In linear algebra, any "meaningful" statement about (vectors in) a particular vector space $V$ will remain true under automorphisms of $V$, and this is the basis - no pun intended - for co-ordinate-free geometry.

More generally, any "structurally meaningful" statement about a given mathematical structure should remain true under automorphisms of the structure. Is it meaningful (or perhaps even valuable) to consider "co-ordinate-free" approaches to the study of structures outside the remit of differential geometry? I would be interested in any relevant literature.

The motivation for this question came from musing on choice functions, the identity of indiscernibles, and specifically what it means to talk about choice functions even on (hereditarily) finite sets when the elements of those sets are "structurally" indistinguishable, such as conjugate roots of a polynomial. The paper "Identity, Indiscernibility, and ante rem Structuralism: The Tale of i and −i" by Stewart Shapiro seems like it might be relevant, but I don't have access to it.

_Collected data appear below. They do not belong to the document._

PR #293, opened 2019-08-19
Problem: client not continuously synced (cro-195)

leejw51:
how to run)
./client-rpc --network-id ab

enter wallets)
enter wallet a
enter wallet b
enter nothing

then it will sync multiple wallets


client-rpc/src/rpc/websocket_rpc.rs
```diff
@@ -0,0 +1,126 @@
...
+use futures::future::Future;
+use futures::sink::Sink;
+use futures::stream::Stream;
+use futures::sync::mpsc;
+use mpsc::Sender;
+use std::thread;
+use websocket::result::WebSocketError;
+use websocket::{ClientBuilder, OwnedMessage};
+
+pub const CONNECTION: &str = "ws://localhost:26657/websocket";
```
tomtau: This would ideally be configurable rather than hard-coded -- e.g. via a command-line argument or as an environment variable.

client-rpc/src/server.rs
```diff
@@ -100,6 +102,91 @@ impl Server {
...
+                }
+            }
+            Err(_b) => default.to_string(),
+        }
+    }
+
+    pub fn start_websocket(&mut self, storage: SledStorage) -> Result<()> {
+        println!("web socket");
+        let mut wallet_infos: WalletInfos = vec![];
+        let tendermint_client = RpcClient::new(&self.tendermint_url);
```
tomtau: Is this one needed if all the methods could be called over websockets?

leejw51: it's necessary to receive callbacks,
also other restful api don't have to use websockets for processing requests.

leejw51:
i'll

> I'll wait for the RPC changes before reviewing this. Also, can you check if [jsonrpc-ws-client](https://crates.io/crates/jsonrpc-ws-client) will help you to get rid of some boilerplate code related to websockets in this PR?

i will add rpc first.
i need to control flow-controls in low level.

client-rpc/src/rpc/websocket_rpc.rs
leejw51: i will add as runtime argument

client-rpc/src/server.rs
tomtau: they are not restful -- both websockets and plain HTTP requests use JSON-RPC. So it's just that there are two ways of transport.
But this could be addressed in a different PR.

leejw51:
rpc added)
you can add wallet runtime.
when there is no wallet, it will wait.
you can add wallet in runtime.

request is as follows)
--------------------------------------------------
{
	"method": "sync_continuous",
	"jsonrpc": "2.0",
	"params": [
		{
		"name": "a",
		"passphrase": "1"
	}],
	"id": "sync_continuous"
}

leejw51:
removed cli

client-rpc/src/rpc/websocket_rpc.rs
leejw51: ok

client-rpc/src/rpc/websocket_core.rs
```diff
@@ -0,0 +1,382 @@
...
+
+    // tx channel for this thread
+    pub fn get_queue(&self) -> Sender<OwnedMessage> {
+        self.my_sender.clone()
+    }
+
+    // because everything is done via channel
+    // no mutex is necessary
+    // wallet can be added in runtime
+    pub fn add_wallet(&mut self, name: String, passphrase2: String) -> JsonResult<()> {
```
tomtau: prefer to take `passphrase: SecUtf8` -- passphrases shouldn't be passed around as plain strings

client-rpc/src/rpc/websocket_core.rs
```diff
@@ -0,0 +1,382 @@
...
+        };
+
+        self.wallets.push(info.clone());
+        println!("wallets length {}", self.wallets.len());
+        Ok(())
+    }
+
+    // Value is given from websocket_rpc
+    // received
+    fn do_parse(&mut self, value: Value) -> Option<()> {
```
tomtau: Instead of this manual parsing, it'll be easier to define the datatypes that capture the information received from RPC, use serde deserializer auto-derivation and just use `serde_json::...` -- just like it's done elsewhere in client-rpc, e.g.: https://github.com/crypto-com/chain/blob/156bd0299f76b3567016079b82a4860324f0a45b/client-rpc/src/server.rs#L167

client-rpc/src/rpc/websocket_rpc.rs
```diff
@@ -0,0 +1,154 @@
...
+        let _child = thread::spawn(move || {
+            core.start();
+        });
+
+        assert!(self.core.is_some());
+    }
+
+    // activate tokio websocket 
+    pub fn run_network(&mut self) {
+        println!("Connecting to {}", self.websocket_url);
```
tomtau: I'm not sure if the client-rpc uses the env_logger, but if it does, it'll be better to print these using an appropriate log level (e.g. `info!` here?)

client-rpc/src/rpc/websocket_rpc.rs
```diff
@@ -0,0 +1,154 @@
...
+use client_index::BlockHandler;
+use futures::future::Future;
+use futures::sink::Sink;
+use futures::stream::Stream;
+use futures::sync::mpsc;
+use std::thread;
+use websocket::result::WebSocketError;
+use websocket::{ClientBuilder, OwnedMessage};
+
+// this handles low level network connection
```
tomtau: The convention in Rust is that `/// comment` is used for top-level (on consts, structs, functions...) comments that would be picked up by `cargo docs` if you generate the HTML documentation.
`// comment` is used for inline comments inside code blocks

client-rpc/src/server.rs
```diff
@@ -100,6 +104,38 @@ impl Server {
...
+            wallet_infos,
+            tendermint_client,
+            storage.clone(),
+            block_handler,
+            wallet_client,
+        );
+        assert!(web.core.is_some());
+        self.websocket_queue = Some(web.core.as_mut().unwrap().clone());
+
+        let _child = thread::spawn(move || {
```
devashishdxt: Remove `let` here if it isn't used.

client-rpc/src/rpc/websocket_rpc.rs
```diff
@@ -0,0 +1,154 @@
...
+
+        let _child = thread::spawn(move || {
+            core.start();
+        });
+
+        assert!(self.core.is_some());
+    }
+
+    // activate tokio websocket 
+    pub fn run_network(&mut self) {
```
devashishdxt: I think the whole code in this function is boilerplate and can be removed if we use [jsonrpc-ws-client](https://crates.io/crates/jsonrpc-ws-client).

I think it is a good idea to use crates which are well tested and used by many. Maybe we can do this in a future PR. Any comments @tomtau?

client-rpc/src/rpc/websocket_core.rs
```diff
@@ -0,0 +1,382 @@
...
+            .unwrap()
+    }
+
+    // write block to internal database
+    fn do_save_block_to_chain(&mut self, value: &Value, kind: &str) {
+        if self.wallets.is_empty() {
+            return;
+        }
+        // restore as object
+        let height: u64 = value["block"]["header"]["height"]
```
devashishdxt: Use `Block` struct in `client-common` instead of parsing manually.

client-rpc/src/rpc/websocket_rpc.rs
tomtau: client-rpc already uses jsonrpc-core-client (or does it? it has it in cargo dependencies at least) which abstracts over the transport (tls, http or ws) -- so it'll make sense to use jsonrpc-ws-client.

tomtau: but yeah, using jsonrpc-ws-client should reduce some of the concurrency boilerplate

leejw51: core and rpc networking communicates with channel,
that means calling function is not allowed, only serialized strings.

client-rpc/src/rpc/websocket_core.rs
leejw51: ok

client-rpc/src/rpc/websocket_core.rs
leejw51: i agree, too.
but used this for inter thread communiation.

api cannot be called directly in other threads.

client-rpc/src/rpc/websocket_rpc.rs
leejw51: ok

client-rpc/src/rpc/websocket_rpc.rs
leejw51: ok

client-rpc/Cargo.toml
```diff
@@ -21,6 +22,10 @@ structopt = "0.2"
 chrono = { version = "0.4", features = ["serde"] }
 hex = "0.3.2"
 secstr = { version = "0.3.2", features = ["serde"] }
+websocket = "0.23.0"
+futures = "0.1.28"
+tokio = "0.1.22"
+quest = "0.3"
```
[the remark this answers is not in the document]
leejw51: if current low level websocket is used, i need this crates,
also that crates are shared by other modules.

client-rpc/src/rpc/sync_rpc.rs
```diff
@@ -28,6 +33,7 @@ where
 {
     client: T,
     synchronizer: ManualSynchronizer<S, C, H>,
+    websocket_queue: Mutex<Option<std::sync::mpsc::Sender<OwnedMessage>>>,
```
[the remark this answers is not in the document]
leejw51: without mutex, i cannot sedn queue by compiling error.

client-rpc/src/rpc/sync_rpc.rs
```diff
@@ -54,6 +60,23 @@ where
             .sync_all(&staking_addresses, &view_key, &private_key)
             .map_err(to_rpc_error)
     }
+
+    fn sync_continuous(&self, request: WalletRequest) -> Result<String> {
+        let data = json!({
```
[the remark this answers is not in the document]
leejw51: ok

client-rpc/src/rpc/sync_rpc.rs
```diff
@@ -54,6 +60,23 @@ where
...
+            "wallet": request,
+        });
+        let ret = "OK".to_string();
+        {
+            let sendqoption = self.websocket_queue.lock().unwrap();
+            assert!(sendqoption.is_some());
+            let sendq = sendqoption.as_ref().unwrap();
+            sendq
+                .send(OwnedMessage::Text(serde_json::to_string(&data).unwrap()))
+                .unwrap();
```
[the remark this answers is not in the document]
leejw51: it's not processed

client-rpc/src/rpc/sync_rpc.rs
```diff
@@ -67,9 +90,14 @@ where
         SyncRpcImpl {
             client,
             synchronizer,
+            websocket_queue: Mutex::new(None),
         }
     }
 
+    pub fn set_websocket_queue(&mut self, q: std::sync::mpsc::Sender<OwnedMessage>) {
```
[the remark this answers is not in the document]
leejw51: it doesn't exist in runtime.

client-rpc/src/server.rs
leejw51: ok

client-rpc/src/rpc/websocket_core.rs
leejw51: ok

leejw51:
overall, continuous sync is connected session.
it's easier in handle in lower level with full tokio send, recv queue.
so in various situations, dealing erros in socket level is easier, i think.

what do you think? @tomtau  @devashishdxt

devashishdxt:
> overall, continuous sync is connected session.
> it's easier in handle in lower level with full tokio send, recv queue.
> so in various situations, dealing errors in socket level is easier, i think.
> 
> for example
> 
> 1. when server is not reacting
> 2. not graceful closing of sockets
> 3. and other stranage network errors
> 
> if we use high level api, usual socket level api is protected, hard to control.
> 
> what do you think? @tomtau @devashishdxt

Yes. If we need low level control. It is ok to use this crate and manage all the communication ourselves.

leejw51:
i'm fixing issues first.

https://github.com/paritytech/jsonrpc
while doging that, I will test json-rpc first,
i need channel to share with core and rpc.
i'll check whether that's feasible.(maybe possible)

client-rpc/Cargo.toml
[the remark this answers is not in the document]
tomtau: even `quest`?

client-rpc/src/rpc/websocket_rpc.rs
tomtau: https://crates.io/crates/jsonrpc-ws-client handles that for you

client-rpc/src/rpc/websocket_core.rs
```diff
@@ -0,0 +1,378 @@
...
+            .unwrap()
+    }
+
+    // write block to internal database
+    fn do_save_block_to_chain(&mut self, block: Block, kind: &str) {
+        if self.wallets.is_empty() {
+            return;
+        }
+        // restore as object
+        let height: u64 = block.block.header.height.parse().unwrap();
```
devashishdxt:
```suggestion
        let height: u64 = block.height().unwrap();
```

client-rpc/src/rpc/sync_rpc.rs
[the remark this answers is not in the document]
leejw51: added return message

client-rpc/src/rpc/sync_rpc.rs
```diff
@@ -1,22 +1,27 @@
...
+use websocket::OwnedMessage;
 #[rpc]
 pub trait SyncRpc: Send + Sync {
     #[rpc(name = "sync")]
     fn sync(&self, request: WalletRequest) -> Result<()>;
 
     #[rpc(name = "sync_all")]
     fn sync_all(&self, request: WalletRequest) -> Result<()>;
+
+    #[rpc(name = "sync_continuous")]
```
calvinaco: Perhaps `sync_addWallet` will be more descriptive of what it is doing?

client-rpc/src/rpc/websocket_core.rs
```diff
@@ -0,0 +1,376 @@
...
+    // tx channel for this thread
+    pub fn get_queue(&self) -> Sender<OwnedMessage> {
+        self.my_sender.clone()
+    }
+
+    // because everything is done via channel
+    // no mutex is necessary
+    // wallet can be added in runtime
+    pub fn add_wallet(&mut self, name: String, passphrase: SecUtf8) -> JsonResult<()> {
+        log::info!("add_wallet ***** {} {}", name, passphrase);
```
calvinaco: I think passphrase should not be printed here? Although it is protected by SecUtf8 already

client-rpc/src/rpc/websocket_core.rs
```diff
@@ -0,0 +1,376 @@
...
+                current,
+                self.max_height
+            );
+            return;
+        }
+        log::info!("save block height={} kind={}", height, kind);
+        let _ = self.write_block(height, &block);
+    }
+
+    // low level block processing
```
tomtau: `//` vs `///`

client-rpc/src/rpc/websocket_core.rs
leejw51: ok

leejw51:
> there are a lot of `unwrap` -- could they be replaced by proper error returning/handling (if appropriate) or `expect` (so that if the error isn't recoverable, it at least panics with some message saying what went wrong?)

ok
i will change error handling or expect

client-rpc/src/rpc/sync_rpc.rs
leejw51: ok

client-rpc/Cargo.toml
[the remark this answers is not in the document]
leejw51: quest will be removed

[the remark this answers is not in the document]
leejw51: it is used for entering wallet pass-phrase , but it is no longer used.

client-rpc/src/rpc/websocket_rpc.rs
leejw51: i'm making test code for this.

leejw51: request makes channel for each request, and
subscription handling is not documented well.
so after researching issues, i'll comment the more detail.

leejw51:
> > overall, continuous sync is connected session.
> > it's easier in handle in lower level with full tokio send, recv queue.
> > so in various situations, dealing errors in socket level is easier, i think.
> > for example
> > 
> > 1. when server is not reacting
> > 2. not graceful closing of sockets
> > 3. and other stranage network errors
> > 
> > if we use high level api, usual socket level api is protected, hard to control.
> > what do you think? @tomtau @devashishdxt
> 
> Yes. If we need low level control. It is ok to use this crate and manage all the communication o

> > overall, continuous sync is connected session.
> > it's easier in handle in lower level with full tokio send, recv queue.
> > so in various situations, dealing errors in socket level is easier, i think.
> > for example
> > 
> > 1. when server is not reacting
> > 2. not graceful closing of sockets
> > 3. and other stranage network errors
> > 
> > if we use high level api, usual socket level api is protected, hard to control.
> > what do you think? @tomtau @devashishdxt
> 
> Yes. If we need low level control. It is ok to use this crate and manage all the communication ourselves.

using jsonrpc on websocket is good idea.  i agree.
i will checking with subscription, and calls .
and overall stability.

client-rpc/src/rpc/websocket_core.rs
leejw51: ok

leejw51:
fixed unwrap and others.
now working on json rpc.

jsonrpc working flow is a little different,
i may re-code flow structure

leejw51:
ok
i'll fix on clippy.

for jsonrpc client websocket,
i succeed in using call method,
but subscription stream doesn't work as i thought.

source code is as below)
```
use futures::future::lazy;
use futures::future::Future;
use futures::sink::Sink;
use futures::stream::Stream;
use futures::sync::mpsc;

use futures::sync::oneshot;

use futures::future::ok;
use futures::sync::mpsc::Receiver;
use futures::sync::mpsc::Sender;
use futures::try_ready;
use futures::{Async, Poll};
use jsonrpc_client_transports::transports::ws::connect;
use jsonrpc_client_transports::RawClient;
use jsonrpc_client_transports::RpcChannel;
use jsonrpc_client_transports::RpcError;
use jsonrpc_client_transports::SubscriptionStream;
use jsonrpc_core::types::params::Params;
use serde_json::json;
use serde_json::map::Map;
use serde_json::Value;
use std::fmt;
use std::io::Read;
use std::thread;
use std::time;
use tokio::io;
use tokio::net::{tcp::ConnectFuture, TcpStream};
use tokio::runtime::Runtime;
use websocket::result::WebSocketError;
use websocket::OwnedMessage;
const CONNECTION: &'static str = "ws://localhost:26657/websocket";
#[derive(Clone)]
struct MyClient(RawClient);

impl From<RpcChannel> for MyClient {
    fn from(channel: RpcChannel) -> Self {
        MyClient(channel.into())
    }
}

pub struct ProcessFuture<T> {
    stream: T,
}
impl<T> ProcessFuture<T> {
    fn new(stream: T) -> ProcessFuture<T> {
        ProcessFuture { stream }
    }
}
impl<T> Future for ProcessFuture<T>
where
    T: Stream,
{
    type Item = ();
    type Error = T::Error;

    fn poll(&mut self) -> Poll<(), Self::Error> {
        println!("polling");
        loop {
            match try_ready!(self.stream.poll()) {
                Some(_value) => println!("got value"),

                None => {}
            };
        }
        Ok(Async::Ready(()))
    }
}

fn main() {
    let (channel_tx, channel_rx): (Sender<Value>, Receiver<Value>) = mpsc::channel(0);
    let mut channel_sink = channel_tx.clone().wait();
    let mut rt = Runtime::new().unwrap();
    let a = connect::<MyClient>(CONNECTION);
    let b: MyClient = rt.block_on(a.unwrap()).unwrap();
    println!("connected..");

    let mut map = Map::new();
    map.insert("query".to_string(), "tm.event='NewBlock'".into());
    let fut = b.0.subscribe("subscribe", Params::Map(map), "NewBlock", "");
    let stream: SubscriptionStream = rt.block_on(fut).unwrap();

    println!("subscribed ok!");
    let w = lazy(|| {
        for i in 0..4 {
            tokio::spawn(lazy(move || {
                loop {
                    thread::sleep(time::Duration::from_millis(1000));
                    //println!("Hello from task {}", i);
                }
                Ok(())
            }));
        }

        Ok(())
    });
    let runner = stream
        .into_future()
        .map(move |(result, _)| {
            println!("subscription stream map {:?}", result);
        })
        .map_err(|_| {
            panic!("Expected message not received.");
        })
        .join(w);
    rt.block_on(runner);
    //tokio::run();
    println!("wait================================");
    loop {
        thread::sleep(time::Duration::from_millis(1000));
    }
    println!("done");
}

```

calvinaco:
> One more warning:
> 
> ```
> error: unused `futures::stream::select::Select` in tuple element 0 that must be used
> 3870   --> client-rpc/src/rpc/websocket_rpc.rs:163:9
> 3871    |
> 3872163 |         runtime.block_on(runner).expect("tokio block_on");
> 3873    |         ^^^^^^^^^^^^^^^^^^^^^^^^^^^^^^^^^^^^^^^^^^^^^^^^^^
> 3874    |
> 3875    = note: `-D unused-must-use` implied by `-D warnings`
> 3876    = note: streams do nothing unless polled
> 3877
> 3878error: aborting due to previous error
> ```
> 
> Plus, the client continuous sync seems to break the integration test @calvinaco: https://travis-ci.org/crypto-com/chain/jobs/577662715#L4921

I am re-running the test. and see if the problem persists.

leejw51crypto:
ok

I'm not sure if I have the ability to make this question community wiki, but it probably should be. Apologies also for the mediocre tagging; I didn't feel able to make a well-informed decision about what tags would be appropriate.

Edit: if this question isn't considered to be of a level appropriate to MathOverflow, I would be happy for it to be migrated to math.stackexchange. However, I thought there might be more people here who were able to give an informed perspective on the subject.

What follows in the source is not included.